Bovendien kan de weglating van de vermelding 'btw verlegd' op een factuur niet achteraf worden gecorrigeerd door toevoeging van een vermelding die aangeeft dat de factuur betrekking heeft op een intracommunautaire driehoekstransactie en dat de belastingschuld wordt verlegd naar degene voor wie de levering bestemd is (Hof van Justitie van de Europese Unie, Arrest Luxury Trust Automobil GmbH, zaak C-247/21, van 08.12.2022).'
In punt 7.4.3.4. van circulaire 2020/C/50 wordt de vijfde alinea als volgt vervangen:
'B moet C aanduiden als schuldenaar van de btw over de tweede levering (B-C) aan de hand van de vermelding 'btw-verlegd' op de factuur die hij aan laatstgenoemde moet uitreiken.'
Punt 7.4.4.3.5. van circulaire 2020/C/50 wordt als volgt aangevuld:
'Sinds 01.01.2013 moet de factuur overeenkomstig artikel 226, 11bis) van de richtlijn 2006/112/EG de uniforme vermelding 'btw verlegd' bevatten, wanneer de afnemer gehouden is tot voldoening van de btw (zie artikel 5, § 1, 9°bis, van het koninklijk besluit nr. 1, van 29.12.1992 als België de lidstaat is waar de leverancier de zetel van zijn economische activiteit of een vaste inrichting heeft gevestigd van waaruit hij de levering verricht, behalve ingeval van self-billing).

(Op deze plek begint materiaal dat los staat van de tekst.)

PR #110, opened 2024-04-01
Permissions spec for Beta

pavish:
This adds the revamped permissions spec for beta to utilize the PostgreSQL permission system.

[Rendered document](https://github.com/mathesar-foundation/mathesar-wiki/blob/permissions-spec/docs/product/specs/permissions-revamp.md).

### DIFF
--- a/docs/product/specs/permissions-revamp.md
+++ b/docs/product/specs/permissions-revamp.md
@@ -14,6 +14,7 @@ This spec describes the revamped product considerations for managing Permissions
 * We will remove the ability to share credentials across databases.
   - We currently have this while creating/configuring a database.
   - We will revisit this feature later down the road when we have requirements from users.
+* Mathesar admins will no longer be able to create a new database on external database servers (servers that do not contain the Django DB).
 
 ## Terminologies
 * User refers to Mathesar user.
@@ -45,9 +46,7 @@ This spec describes the revamped product considerations for managing Permissions
   - This will use the same role utilized by the Django database.
     - The user should be able to create new roles on the internal db and use them if they wanted to.
   - The role used should contain both CREATEDATABASE and CREATEROLE privileges.
-* Mathesar admins should be able to create a new database on external servers, by specifying the same details as the 'pre-existing' database configuration.
-  - The role used should contain both CREATEDATABASE and CREATEROLE privileges.
-  - These privileges should be tested and proper errors and rectification steps should be provided to the admin.
+  - (Internal database server refers to the database server that contains the Django DB. It could be on a different host)
 * Pre-defined roles should be automatically created in this setup, similar to pre-existing databases.
 
 ### Role configuration
--- a/docs/product/specs/permissions-revamp.md
+++ b/docs/product/specs/permissions-revamp.md
@@ -3,12 +3,12 @@
 This spec describes the revamped product considerations for managing Permissions within Mathesar. This is targetted towards the Beta release.
 
 ## Goals
-- A. Improve our permissions architecture and user flows to utilize PostgreSQL's permission system for DB objects.
-  * Our current permission handling is custom written and managed entirely within the Mathesar service layer.
-  * Several users have expressed interest towards using PostgreSQL roles, a few even mentioned that it's a blocker for them to start using Mathesar.
-  * Building our permission layer on top of PostgreSQL's permission system is future-proof and robust.
-- B. We should try to maintain feature parity with the flows we currently have.
-- C. Provide a rudimentary UX for ownerships and get users aquainted with the concept.
+1. Improve our permissions architecture and user flows to utilize PostgreSQL's permission system for DB objects.
+	1. Our current permission handling is custom written and managed entirely within the Mathesar service layer.
+	1. Several users have expressed interest towards using PostgreSQL roles, a few even mentioned that it's a blocker for them to start using Mathesar.
+	1. Building our permission layer on top of PostgreSQL's permission system is future-proof and robust.
+1. We should try to maintain feature parity with the flows we currently have.
+1. Provide a rudimentary UX for ownerships and get users aquainted with the concept.
 
 ## Features we intend to remove
 * We will remove the ability to share credentials across databases.
--- a/docs/product/specs/permissions-revamp.md
+++ b/docs/product/specs/permissions-revamp.md
@@ -1,0 +1,115 @@
+# Permissions - Revamp
+
+This spec describes the revamped product considerations for managing Permissions within Mathesar. This is targetted towards the Beta release.
+
+## Goals
+A. Improve our permissions architecture and user flows to utilize PostgreSQL's permission system for DB objects.
+  * Our current permission handling is custom written and managed entirely within the Mathesar service layer.
+  * Several users have expressed interest towards using PostgreSQL roles, a few even mentioned that it's a blocker for them to start using Mathesar.
+  * Building our permission layer on top of PostgreSQL's permission system is future-proof and robust.
+B. We should try to maintain feature parity with the flows we currently have.
+
+## Features we intend to remove
+* We will remove the ability to share credentials across databases.
+  - We currently have this while creating/configuring a database.
+  - We will revisit this feature later down the road when we have requirements from users.
+
+## Terminologies
+* User refers to Mathesar user.
+* Admin refers to Mathesar admins.
+* Role refers to PostgreSQL role/user.
+
+## What we want the user to be able to do
+### Adding/configuring a database
+* A database should be unique. The same database cannot be added multiple times.
+  - This is a change from the existing setup where a database can be added multiple times with different connection credentials.
+#### Pre-existing database
+* Mathesar admins should be able to configure a pre-existing database, using the following details:
+  - DB server Host
+  - DB server Port
+  - Database name
+  - PostgreSQL role -> username and password
+* Mathesar admins should be able to optionally generate pre-defined roles for Manager, Editor, and Viewer, to satisfy Goal (B).
+  - These roles will have similar hierarchial permissions to what we currently have at the database level.
+  - This requires the PostgreSQL role used in the previous step to contain CREATEROLE attribute on the database server.
+  - This step is optional and Mathesar should function normally without these roles.
+#### New database
+* Mathesar admins should be able to create a new database on the internal database server by only entering the database name.
+  - This will use the same role utilized by the Django database.
+    - The user should be able to change this, if they wanted to.
+  - The role used should contain both CREATEDATABASE and CREATEROLE privileges.
+* Mathesar admins should be able to create a new database on external servers, by specifying the same details as the 'pre-existing' database configuration.
+  - The role used should contain both CREATEDATABASE and CREATEROLE privileges.
+  - These privileges should be tested and proper errors and rectification steps should be provided to the admin.
+* Pre-defined roles should be automatically created in this setup.
+
+### Role configuration
+* Admins should be able to configure existing roles in a database server, within a database page.
+  - Wherever possible, we should reflect roles that already exist and let the admin add them by specifying the password.
+* Admins should be able to create new roles on the database server and associate them with the database.
+  - This will require the role used by the admin to have CREATEROLE privilege.
+* Future considerations:
+  - Roles exist on the database server and not under a database.
+  - However, inorder to simplify the user flow, we are not introducing a UX dedicated for database servers.
+  - We can explore this option in the future, based on user feedback or product strategy discussions.
+
+### Access control options
+* Admins should be able to provide Mathesar users access to each database configured in Mathesar.
+* Each Mathesar user, including admins, should only be associated with a single role per database.
+  - Admins should be able to update this user-to-role configuration.
+* All Mathesar admins should be able to access all databases configured in Mathesar. Admins cannot be removed from a database.
+  - When a Mathesar admin is newly added into the product, they will automatically be provided the 'default role' for all databases.
+  - The concept of a 'default role' is explained further below in this document.
+* The role for admins can be changed.
+  - This can be restricted to reduce scope and we could mention that admins will always assume the default role.
+  - The challenges are mentioned in further below in the 'Dealing with Ownership and Collaboration issues' section of this document.
+* Standard Mathesar users can be added/removed from a database.
+* Standard Mathesar users will not be able to access a database without being provided explicit access by a Mathesar admin.
+* The permissions for DB objects will be determined by the priviliges of the role the user is associated with.
+* For Mathesar specific objects, we will have a setting per user per database that allows the user to 'read' or 'read-write'.
+  - This applies for explorations and metadata such as table and column settings.
+  - Future consideration:
+    - We can allow an additional option 'Infer from DB privileges' that will automatically identify access to each Mathesar-object based on the privileges on the underlying DB objects.
+
+### Schema level access control options
+* If a user has ownership access (or appropriate GRANT priviliges) to a schema based on their underlying role, they should be able to grant/revoke access to that schema to other roles configured in Mathesar.
+* While granting access to a role, the user can choose access control at three different levels.
+  - manage: USAGE, GRANT, SELECT, INSERT, UPDATE, DELETE, SET and ALTER
+  - edit: USAGE, SELECT, INSERT, UPDATE, DELETE, SET and ALTER
+  - view: USAGE, SELECT
+* This setting will iteratively apply to all objects within the schema.
+* For schemas created using the Mathesar UI, we will automatically grant view access to all configured roles, manage access to the 'default role', and we will provide access accordingly for auto-generated roles.
+* This will not be present for the 'public schema'.
+  - It should be made clear to the user that all users can access the public schema.
+* The UX should make it clear that the roles are the ones being granted access, and should display a list of users per role to make it easier for the user to understand which Mathesar users get access.
+* In the future, this option will be extended to all DB objects such as tables and views.
+
+### Default role
+* There should be one default role per database.
+* When a database is first configured, the role used to connect to the database will be set as the default role.
+* When new admins are added to an existing Mathesar instance which contains a number of databases, they will have access to all those databases by utilizing default roles (which are configured per database).
+* It is also used to deal with ownership issues, mentioned later in this document.
+* The default role cannot be changed. 
+  - We can provide this option in the future.
+  - This restriction is to reduce scope since changing the default role has more considerations such as changing ownerships.
+* The other way to think of this role is as 'Mathesar server's role to connect to the database for operations that do not directly involve a user'.
+
+### Dealing with Ownership and Collaboration issues
+* PostgreSQL has ownership for all DB objects.
+* Tables created by one role cannot be viewed/accessed by another role, unless the access is granted explicitly.
+* When tables/schemas are created via Mathesar UI, it will cause collaboration issues among Mathesar users if they utilize different roles.
+* We will be handling this by following the steps below:
+  * When a DB object is created via the UI, the ownership is transferred to the 'default role'.
+    - This is to maintain a cleaner ownership distinction between objects created using Mathesar and objects created externally.
+    - It would be best for us to prevent changing the 'default role'.
+      - If we allow updating it, we should also automatically transfer ownerships.
+  * The user and their associated role that originally created the object via the UI will be granted all privileges including 'GRANT', but it will not be the owner.
+  * All other priviliges are granted automatically to each role configured within Mathesar.
+  * For auto-generated roles i.e. Manager, Editor, and Viewer, this will be granted in a granular restricted manner based on the role.
+* We will still face collaboration issues when objects are created outside of Mathesar, however, we could handle that by mentioning in our docs to grant access to the 'default role' for any objects users create outside of Mathesar.
+  - This way Mathesar admins will have access to those objects and can grant privilges within Mathesar accordingly.
+
+## Related
+- [Brent's architecture notes](https://github.com/mathesar-foundation/mathesar-wiki/pull/108)
+- [Permissions for Beta - approaches & comparison](https://hackmd.io/@mathesar/Hkads67nT)
+- [Rough figma design to explain permissions approach for Beta](https://www.figma.com/file/S97Mma0hAy5Syh1w85RWoB/Permissions-UX?type=design&node-id=109-98&mode=design)
--- a/docs/product/specs/permissions-revamp.md
+++ b/docs/product/specs/permissions-revamp.md
@@ -8,6 +8,7 @@ This spec describes the revamped product considerations for managing Permissions
   * Several users have expressed interest towards using PostgreSQL roles, a few even mentioned that it's a blocker for them to start using Mathesar.
   * Building our permission layer on top of PostgreSQL's permission system is future-proof and robust.
 - B. We should try to maintain feature parity with the flows we currently have.
+- C. Provide a rudimentary UX for ownerships and get users aquainted with the concept.
 
 ## Features we intend to remove
 * We will remove the ability to share credentials across databases.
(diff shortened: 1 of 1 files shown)


pavish:
@mathemancer I'd particularly like you to go through the [Dealing with Ownership and Collaboration issues](https://github.com/mathesar-foundation/mathesar-wiki/blob/permissions-spec/docs/product/specs/permissions-revamp.md#dealing-with-ownership-and-collaboration-issues) section and the [Default role](https://github.com/mathesar-foundation/mathesar-wiki/blob/permissions-spec/docs/product/specs/permissions-revamp.md#default-role) section, since they add more importance to the default role and require architectural sign-off.

This approach isn't something I'm strongly tied to, my concern is to solve the collaboration issues that would come up when working with multiple roles. If you have a better recommendation, I'm open to it.

docs/product/specs/permissions-revamp.md
```diff
@@ -0,0 +1,115 @@
...
+* The permissions for DB objects will be determined by the priviliges of the role the user is associated with.
+* For Mathesar specific objects, we will have a setting per user per database that allows the user to 'read' or 'read-write'.
+  - This applies for explorations and metadata such as table and column settings.
+  - Future consideration:
+    - We can allow an additional option 'Infer from DB privileges' that will automatically identify access to each Mathesar-object based on the privileges on the underlying DB objects.
+
+### Schema level access control options
+* If a user has ownership access (or appropriate GRANT priviliges) to a schema based on their underlying role, they should be able to grant/revoke access to that schema to other roles configured in Mathesar.
+* While granting access to a role, the user can choose access control at three different levels.
+  - manage: USAGE, GRANT, SELECT, INSERT, UPDATE, DELETE, SET and ALTER
```
mathemancer, line 77: To be clear, the table from [relevant docs](https://www.postgresql.org/docs/current/ddl-priv.html) is:

| Privilege    | Applicable Object Types                                                        |
|--------------|--------------------------------------------------------------------------------|
| SELECT       | LARGE OBJECT, SEQUENCE, TABLE (and table-like objects), table column           |
| INSERT       | TABLE, table column                                                            |
| UPDATE       | LARGE OBJECT, SEQUENCE, TABLE, table column                                    |
| DELETE       | TABLE                                                                          |
| TRUNCATE     | TABLE                                                                          |
| REFERENCES   | TABLE, table column                                                            |
| TRIGGER      | TABLE                                                                          |
| CREATE       | DATABASE, SCHEMA, TABLESPACE                                                   |
| CONNECT      | DATABASE                                                                       |
| TEMPORARY    | DATABASE                                                                       |
| EXECUTE      | FUNCTION, PROCEDURE                                                            |
| USAGE        | DOMAIN, FOREIGN DATA WRAPPER, FOREIGN SERVER, LANGUAGE, SCHEMA, SEQUENCE, TYPE |
| SET          | PARAMETER                                                                      |
| ALTER SYSTEM | PARAMETER                                                                      |

The spec you have would imply a manager gets:

| Privilege    | Applicable Object Types                                                        |
|--------------|--------------------------------------------------------------------------------|
| SELECT       | LARGE OBJECT, SEQUENCE, TABLE (and table-like objects), table column           |
| INSERT       | TABLE, table column                                                            |
| UPDATE       | LARGE OBJECT, SEQUENCE, TABLE, table column                                    |
| DELETE       | TABLE                                                                          |
| USAGE        | DOMAIN, FOREIGN DATA WRAPPER, FOREIGN SERVER, LANGUAGE, SCHEMA, SEQUENCE, TYPE |
| SET          | PARAMETER                                                                      |

Minor issues:

- There is no `GRANT` privilege. It's an option on each privilege granted.
- There's no need to grant `SELECT` on table columns specifically.
- There's no need to grant anything on table columns specifically at this time.
- There's no need to grant `USAGE` on `FOREIGN DATA WRAPPER`, `FOREIGN SERVER`, or `LANGUAGE`
- I don't think it makes sense to grant `SET` from Mathesar, since we don't use it.
- _There is no ALTER privilege_ !!!

Major problem:

Dropping and altering database objects are privileges exclusive to the owner of the object, and can't be granted except by granting membership in the owning role. This is the main thing that makes me hesitant to try to get schema-level privileges handled by the beta release. Getting that right would mean (at a minimum):

- More emphasis on creating roles exclusively for use as groups, and
- More UI/UX work around this ownership concept.

I don't think we can do it quickly enough.

The same follows for the "Edit" role on schema level. "Viewer" should be possible on a schema level.

docs/product/specs/permissions-revamp.md
```diff
@@ -0,0 +1,115 @@
...
+  - edit: USAGE, SELECT, INSERT, UPDATE, DELETE, SET and ALTER
+  - view: USAGE, SELECT
+* This setting will iteratively apply to all objects within the schema.
+* For schemas created using the Mathesar UI, we will automatically grant view access to all configured roles, manage access to the 'default role', and we will provide access accordingly for auto-generated roles.
+* This will not be present for the 'public schema'.
```
mathemancer, line 82: We should discuss in a call the changes around permissions granted to the `PUBLIC` group in PG 16.

docs/product/specs/permissions-revamp.md
```diff
@@ -0,0 +1,115 @@
...
+  - We can provide this option in the future.
+  - This restriction is to reduce scope since changing the default role has more considerations such as changing ownerships.
+* The other way to think of this role is as 'Mathesar server's role to connect to the database for operations that do not directly involve a user'.
+
+### Dealing with Ownership and Collaboration issues
+* PostgreSQL has ownership for all DB objects.
+* Tables created by one role cannot be viewed/accessed by another role, unless the access is granted explicitly.
+* When tables/schemas are created via Mathesar UI, it will cause collaboration issues among Mathesar users if they utilize different roles.
+* We will be handling this by following the steps below:
+  * When a DB object is created via the UI, the ownership is transferred to the 'default role'.
```
mathemancer, line 102: What about simply granting any role created or managed via Mathesar to the 'default role'? If you transfer ownership to the 'default role', you won't be able to `ALTER` or `DROP` a table you yourself created, regardless of your other privileges.

docs/product/specs/permissions-revamp.md
```diff
@@ -0,0 +1,115 @@
...
+    - This is to maintain a cleaner ownership distinction between objects created using Mathesar and objects created externally.
+    - It would be best for us to prevent changing the 'default role'.
```
mathemancer, line 104: Agreed, at least for beta.

docs/product/specs/permissions-revamp.md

De vereenvoudiging voor driehoeksverkeer is facultatief. Het is dus de vermelding 'btw verlegd' die ervoor zorgt dat de eindafnemer (C) van de levering op de hoogte is van zijn fiscale verplichtingen. De btw-verleggingsregeling houdt immers in dat er geen btw wordt betaald tussen de leverancier (B) en de eindafnemer (C) omdat het laatstgenoemde is die de belasting voor deze levering verschuldigd is. Er mag daaromtrent dus geen onzekerheid bestaan.
De vermelding 'btw verlegd' is dus een materiële voorwaarde voor de toepassing van de vereenvoudigingsregeling inzake driehoeksverkeer.
Bijgevolg is de eindafnemer (C) bij een driehoekstransactie niet geldig als de tot voldoening van de btw gehouden persoon aangewezen en is de vereenvoudiging niet van toepassing, wanneer de factuur van de tussenhandelaar (B) niet de vermelding 'btw verlegd' bevat.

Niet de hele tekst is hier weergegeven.